Perform raw data processing using the reference table described above for all samples to reliably find and report the selected metabolic features in all samples. Process all the blocks using the appropriate set of parameters and internal standard selections. As noted, automatic feature detection and measurement achieves a high success rate (estimated to be in excess of 98%), which was further improved by manually inspecting the peak area measurements for each internal standard in each sample, and manually correcting where required. Further outlier rejection tests can be performed on a block basis before accepting data. This has led to the rejection of < 1% of the injections performed.
Note
PAUSE POINT: Archive processed data for future use.
Data processing, signal correction and QA procedures for multiple analytical blocks
6h
Perform data alignment and normalization for the complete data set, composed of multiple analytical blocks, as described below for GC-MS.
Data processing, signal correction and QA procedures for GC-MS data [TIMING 6–8 h for processing of data acquired over a 5-d period]
Remove data related to the first three QC sample injections in each analytical batch. Perform signal correction for each data acquired in each analytical block using the QC-RLSC method to fit a LOESS polynomial curve to the QC data for each metabolic feature. In this implementation, the local polynomials that are fitted to the data are constrained to be either first or second degree (i.e., either locally linear or locally quadratic).
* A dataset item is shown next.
PR #2577, opened 2021-02-01
Fix alert s3select paging bug

rleighton:
## Before
If you had only 1 file in an alert and it had more than 25 elements then getting the 2nd page would fail because we set `LIMIT` in the SQL to 25 but S3 select has no `OFFSET` so we skip rows in a loop. This means on the 2nd page we limit the result to 25 but then skip all 25 finding nothing.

The polynomial is fitted using weighted least squares with a standard tri-cubic weight function. To stop overfitting, use leave-one-out cross-validation over the integer range of nα for each degree of polynomial (λ = [1,2]), where α is the smoothing parameter. Once the LOESS curve is fitted to the QC data, construct a correction curve for the whole analytical run using cubic-spline interpolation, to which the total data set for that metabolic feature is normalized. Figure 2 illustrates the QC-RLSC procedure in practice for a metabolic feature in which signal drift across a given analytical batch was observed.
Figure 2 | The QC-RLSC protocol for a metabolic feature detected in UPLC-MS (ES + ) with signal attenuation across a given analytical batch. A cross-validated LOESS curve (upper plot) is fitted to the QC samples, the correction curve interpolated (triangles), to which the total data set for that peak is corrected (lower plot).
Perform a QC procedure to remove metabolic features with poor repeatability. Data for all detected metabolic features for all QC sample injections from injection four to the last injection of the QC sample are applied. Remove all metabolic features that are detected in < 50% of QC samples and all metabolic features with a RSD, as calculated for the QC samples, of > 30%.
Combine data from the separate analytical batches for all blocks into a single data set. Include relevant information on blocks, subjects, sample types and injection order.
Acknowledgements
The human serum metabolome project (HUSERMET) is funded by the UK Biotechnology and Biological Sciences Research Council (BBSRC) (BB/C008219/1), MRC, GlaxoSmithKline and by AstraZeneca. We thank the BBSRC and the Engineering and Physical Sciences Research Council for their financial support to The Manchester Centre for Integrative Systems Biology (BB/C008219/1). W.B.D. wishes to thank the UK National Institute for Health Research for financially supporting the Manchester Biomedical Research Centre.